Altre due caratteristiche da ceratosauro sono la mano a quattro dita, con falangi piuttosto corte e tozze, e le ossa tarsali nella caviglia, dalla forma primitiva. Le ossa metatarsali, invece, rimandano a quelle dei grossi dinosauri carnivori comparsi successivamente: sono robuste e in stretto contatto nella parte superiore ma ben allargate verso le dita, in modo da sopportare meglio il peso del corpo.

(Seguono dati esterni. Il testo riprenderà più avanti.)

PR #1887, opened 2025-05-13
refactor(segment): Update core lib where `api/clients/segments` is removed

tomazpu:
#### **Why** this PR?
This PR updates the core lib version and removes the `segment.Response` from the code base to unify and standardize our responses.

#### **What** has changed?
Updated core lib version where `segment.Response` was removed and the `api/clients/segment` was also removed. This change also needed a change in the monaco codebase as `segment.Response` was used throughout the codebase, and is now replaced by `api.Response`.

#### How is it **tested**?
All unit tests passed, a deployment for segments was done on the command line.

This is a purely technical update that has no effect on users.

### DIFF
--- a/go.sum
+++ b/go.sum
@@ -9,8 +9,6 @@ github.com/buger/jsonparser v1.1.1/go.mod h1:6RYKKt7H4d4+iWqouImQ9R2FZql3VbhNgx2
 github.com/cpuguy83/go-md2man/v2 v2.0.6/go.mod h1:oOW0eioCTA6cOiMLiUPZOpcVxMig6NIQQ7OS05n1F4g=
 github.com/davecgh/go-spew v1.1.1 h1:vj9j/u1bqnvCEfJOwUhtlOARqs3+rkHYY13jYWTU97c=
 github.com/davecgh/go-spew v1.1.1/go.mod h1:J7Y8YcW2NihsgmVo/mv3lAwl/skON4iLHjSsI+c5H38=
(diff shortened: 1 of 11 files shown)


arthurpitman (dismissed):

go.sum
```diff
@@ -11,6 +11,8 @@ github.com/davecgh/go-spew v1.1.1 h1:vj9j/u1bqnvCEfJOwUhtlOARqs3+rkHYY13jYWTU97c
 github.com/davecgh/go-spew v1.1.1/go.mod h1:J7Y8YcW2NihsgmVo/mv3lAwl/skON4iLHjSsI+c5H38=
 github.com/dynatrace/dynatrace-configuration-as-code-core v0.8.1-0.20250424104703-ba9c6e8f54a3 h1:Tmx58EW3EMFltVW6kCwYfPO3RaK46FbFf2XqC+eOy1s=
 github.com/dynatrace/dynatrace-configuration-as-code-core v0.8.1-0.20250424104703-ba9c6e8f54a3/go.mod h1:bOIcK+LsuiLcyqA8XifLSVyfD+zCLnhQJEfPCqnEy2I=
+github.com/dynatrace/dynatrace-configuration-as-code-core v0.8.1-0.20250513082749-4a52a35af3c3 h1:457hWDZrF5vcBwvE5ekKhMNNfpjAoKMIksKTDey5Olc=
```
Kirdock, line 14: Should we also run `go mod tidy` here?

Kirdock (approved):

PR #1889, opened 2025-05-13
chore: Update casc core library to prevent concurrent header reads and writes

arthurpitman:
--- currently just testing for any unforeseen consequences ---


arthurpitman:
Closing this as we have https://github.com/Dynatrace/dynatrace-configuration-as-code/pull/1873

PR #1891, opened 2025-05-14
feat: Improve some log and error messages

arthurpitman:
#### **Why** this PR?
This PR contains several improvements I found while working on moving to SLOG. As they are not really related to that work, it makes sense for this to be in a separate PR.

#### **What** has changed?
Some log and error messages have been updated,  but not really _what_ is emitted, _when_, or _why_.

#### **How** does it do it?
Updates the text of some log and error messages. Some light refactoring is performed around this.

#### How is it **tested**?
Existing tests still work - no change. Code coverage of tests is not addressed in this PR.

Users get to read nicer messages.

### DIFF
--- a/pkg/delete/internal/automation/delete.go
+++ b/pkg/delete/internal/automation/delete.go
@@ -18,7 +18,6 @@ package automation
 
 import (
 	"context"
-	"errors"
 	"fmt"
 
 	"github.com/dynatrace/dynatrace-configuration-as-code-core/api"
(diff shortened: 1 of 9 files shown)


pkg/delete/internal/automation/delete.go
```diff
@@ -102,40 +95,32 @@ func DeleteAll(ctx context.Context, c client) error {
...
-				logger.WithFields(field.Error(err)).Error("Failed to collect Automation objects of type %q - rejected by API: %v", resource, err)
-				errs++
-				continue
-			} else {
-				logger.Error("Failed to collect Automation objects of type %q - network error: %v", resource, err)
-				errs++
-				continue
-			}
+			logger.Error("Failed to collect Automation objects of type '%s': %v", resource, err)
+			errCount++
```
Kirdock, line 106: Is it intended that the `continue` was removed here?

Kirdock (approved):

PR #1894, opened 2025-05-15
refactor(settings): use request retry logic of core instead of custom one

Kirdock:
#### **Why** this PR?
The settings client had its own retry implementation, leading to duplicated code and more maintenance if a change is needed on both ends. Now it's using the retry logic of core and not using a custom one anymore

#### **What** has changed?
The settings client now uses the retry mechanism of core instead of having its own.

#### **How** does it do it?
It's now using the retry functionality of core.

#### How is it **tested**?
Current tests cover it

It slightly changes the logs but nothing else

### DIFF
--- a/pkg/client/dtclient/settings_client.go
+++ b/pkg/client/dtclient/settings_client.go
@@ -581,14 +581,18 @@ func (d *SettingsClient) Upsert(ctx context.Context, obj SettingsObject, upsertO
 		retrySetting = *upsertOptions.OverrideRetry
 	}
 
-	resp, err := coreapi.AsResponseOrError(
-		d.client.POST(ctx, d.settingsObjectAPIPath, bytes.NewReader(payload), corerest.RequestOptions{
-			CustomShouldRetryFunc: func(response *http.Response) bool {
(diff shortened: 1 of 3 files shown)


pkg/client/dtclient/settings_client.go
```diff
@@ -580,7 +581,14 @@ func (d *SettingsClient) Upsert(ctx context.Context, obj SettingsObject, upsertO
 		retrySetting = *upsertOptions.OverrideRetry
 	}
 
-	resp, err := SendWithRetryWithInitialTry(ctx, d.client.POST, d.settingsObjectAPIPath, corerest.RequestOptions{CustomShouldRetryFunc: corerest.RetryIfTooManyRequests}, payload, retrySetting)
+	resp, err := coreapi.AsResponseOrError(
```
tomazpu, line 584: Please use `NewResponseFromHTTPResponse` instead of the deprecated `AsResponseOrError`

tomazpu (approved):

arthurpitman (approved):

Infine, è stata ritrovata una furcula, un osso del petto a forma di V oggi presente solamente negli uccelli, e che costituisce la più antica mai trovata.
Indizi sulla storia evolutiva degli uccelli
Il dinosauro di Saltrio ci aiuta anche a comprendere un tassello fondamentale che ha a che fare con la storia evolutiva dell’ala degli uccelli.
Si sa che gli uccelli si generarono dai tetanuri, un gruppo di dinosauri teropodi comparsi nel Giurassico che nel tempo avevano ridotto a tre il numero delle dita della mano. Gli studi eseguiti su Saltriovenator dimostrano che l’ala fu generata dalla fusione del I, II e III dito e che ad andare progressivamente scomparendo furono l’anulare e mignolo.